For weight vector w and dimx dimensional observations: x must be a N x m matrix, each row is an observation, must satisfy nrow(x)=length(w); A can be either a list or a matrix. When A is a list, A = {A_1,A_2,...A_N} is a list of dimx x dimz matrices. If A is a single dimx x dimz matrix, it will be replicated N times into a length N list; b can be either a matrix or a vector. When b is a matrix, b={b_1^T,...,b_N^T} is a N x dimx matrix, each row is a transposed vector. When b is a length dimx vector, it will be transposed into a row vector and replicated N times into a N x dimx matrix.
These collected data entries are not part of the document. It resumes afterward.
PR #15949, opened 2026-08-30
fix(android): register result launchers per activity

### LINKED ISSUE #15948: [bug] Android: crash when an activity is destroyed while another is alive (regression from #15798)
### Describe the bug

On Android, destroying an activity while another one is still alive crashes the app:

```
java.lang.RuntimeException: Unable to destroy activity {…/…MainActivity}
	at android.app.ActivityThread.performDestroyActivity(ActivityThread.java:6632)
	…
Caused by: java.lang.IllegalStateException: LifecycleOwner …MainActivity@a9c8edc is attempting to
register while current state is RESUMED. LifecycleOwners must call register before they are STARTED.
	at app.tauri.plugin.PluginManager.onDestroy
	at …TauriActivity.onDestroy(TauriActivity.kt:60)
```

`PluginManager.onDestroy` hands the manager's activity result launchers to whichever activity is
left:

```kotlin
activities.remove(activity)
val nextActivity = activities.firstOrNull()
if (nextActivity != null) {
  if (this.activity == activity) {
    this.activity = nextActivity
    registerResultLaunchers(nextActivity)   // ← throws
  }
}
```

`registerForActivityResult` may only be called before its owner reaches STARTED, and `nextActivity`
is by definition already running. There is no point during another activity's teardown at which
that call is legal, so the branch always throws when it is taken.

The easiest way to reach it is installing an APK over the running app: the package manager
momentarily leaves the new activity resumed while the old one is destroyed. The tunnel/service
processes survive, but the window dies and the user has to launch the app again.

This is a regression from #15798 (2026-08-03), which implemented the earlier
`// TODO: on destroy, we should change to a different activity`. Released 2.11.5 has no such code
path and is unaffected.

### Reproduction

1. Build any Tauri v2 Android app against `dev` (at or after 020919a1b).
2. Install and launch it.
3. With the app running and in the foreground, `adb install -r <the same apk>`.
4. The app crashes with the trace above; `adb logcat -b crash` shows it.

### Expected behavior

The activity is destroyed without crashing, and plugins can still start activities for result and
request permissions afterwards.

### Full `tauri info` output

```
[✔] Environment
    - OS: Arch Linux (rolling), Linux 7.2.0
    ✔ rustc: 1.96.1
    - Android device: Google Pixel 8 Pro, Android 17 (SDK 37)

[-] Packages
    - tauri [RUST]: git dev @ dd6befda (also reproduces on 020919a1b)
```

### Stack trace

Included above.

### Additional context

I have a fix — each activity registers its own launchers while it is being created, which is the
one moment registering is allowed, so `onDestroy` only has to drop the entry and point at whatever
remains. Happy to open a PR.

okhsunrog:
Closes #15948.

`PluginManager.onDestroy` moved the manager's activity result launchers to whichever activity was left, by calling `registerResultLaunchers` on it. That activity is by definition already running, and `registerForActivityResult` may only be called before its owner reaches STARTED, so the branch threw an `IllegalStateException` every time it was taken — there is no moment during another activity's teardown at which the call is legal. The launchers therefore stop being a property of the manager that migrates: each activity registers its own set while it is being created, which is the one point where registering is allowed, and `onDestroy` only has to drop the entry and point at whatever remains, which already has launchers of its own.

- register result launchers per activity in `onCreate` instead of once for the first one
- keep them in a `LinkedHashMap` keyed by activity, so the activity taken over when the current one goes away is the oldest survivor rather than an arbitrary member of a hash set
- `onDestroy` removes the entry and re-points `activity`; it no longer registers anything
- the three launch call sites read the current activity's set, so a missing one reports what went wrong instead of throwing an NPE from `!!`

### Testing

Reproduced on a Pixel 8 Pro (Android 17) by installing an APK over the running app, which momentarily leaves the new activity resumed while the old one is destroyed: the app crashed on every attempt before this change. With it, six consecutive `adb install -r` over the running app produced no crash and the app relaunched normally each time.

### DIFF
--- a/.changes/android-plugin-manager-relaunch.md
+++ b/.changes/android-plugin-manager-relaunch.md
@@ -1,0 +1,5 @@
+---
+tauri: patch:bug
+---
+
+On Android, fixed a crash when an activity is destroyed while another one is already running — installing an APK over the running app is the common way to hit it. The plugin manager tried to move its activity result launchers to the surviving activity, and `registerForActivityResult` rejects that with `IllegalStateException: LifecycleOwner ... is attempting to register while current state is RESUMED`. Each activity now registers its own launchers when it is created.
--- a/crates/tauri/mobile/android/src/main/java/app/tauri/plugin/PluginManager.kt
+++ b/crates/tauri/mobile/android/src/main/java/app/tauri/plugin/PluginManager.kt
@@ -34,12 +34,18 @@ object PluginManager {
     fun onResult(result: ActivityResult)
   }
 
-  private val activities: HashSet<AppCompatActivity> = HashSet()
+  /** The result launchers belonging to one activity. */
+  private class ResultLaunchers(
+    val startActivityForResult: ActivityResultLauncher<Intent>,
+    val startIntentSenderForResult: ActivityResultLauncher<IntentSenderRequest>,
+    val requestPermissions: ActivityResultLauncher<Array<String>>
+  )
+
+  // Insertion ordered, so the activity taken over when the current one goes away is the oldest
+  // surviving one rather than an arbitrary member of a hash set.
+  private val launchers: LinkedHashMap<AppCompatActivity, ResultLaunchers> = LinkedHashMap()
   var activity: AppCompatActivity? = null
   private val plugins: HashMap<String, PluginHandle> = HashMap()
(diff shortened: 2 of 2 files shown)


Legend-Master (approved):
Nice catch, awesome work, thanks!

okhsunrog:
@Legend-Master done, I signed the commit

The sufficient statistics are:

• SA = sum_{i=1:N} w_i A_i^T Sigma^{-1} A_i

• SAx = sum_{i=1:N} w_i A_i^T Sigma^{-1} (x_i-b_i)

## Usage

 ```1 2``` ```## S3 method for class 'LinearGaussianGaussian' sufficientStatistics_Weighted(obj, x, w, A, b = NULL, foreach = FALSE, ...) ```

## Arguments

 `obj` A "LinearGaussianGaussian" object. `x` matrix, Gaussian samples, when x is a matrix, each row is a sample of dimension ncol(x). when x is a vector, x is length(x) samples of dimension 1. `w` numeric, sample weights. `A` matrix or list. when x is a N x 1 matrix, A must be a matrix of N x dimz, dimz is the dimension of z; When x is a N x dimx matrix, where dimx > 1, A can be either a list or a matrix. When A is a list, A = {A_1,A_2,...A_N} is a list of dimx x dimz matrices. If A is a single dimx x dimz matrix, it will be replicated N times into a length N list `b` matrix, when x is a N x 1 matrix, b must also be a N x 1 matrix or length N vector; When x is a N x dimx matrix, where dimx > 1, b can be either a matrix or a vector. When b is a matrix, b={b_1^T,...,b_N^T} is a N x dimx matrix, each row is a transposed vector. When b is a length dimx vector, it will be transposed into a row vector and replicated N times into a N x dimx matrix. When b = NULL, it will be treated as a vector of zeros. Default NULL. `foreach` logical, specifying whether to return the sufficient statistics for each observation. Default FALSE. `...` Additional arguments to be passed to other inherited types.

## Value

If foreach=TRUE, will return a list of sufficient statistics for each row of x, otherwise will return the sufficient statistics of x as a whole.

## References

Murphy, Kevin P. Machine learning: a probabilistic perspective. MIT press, 2012.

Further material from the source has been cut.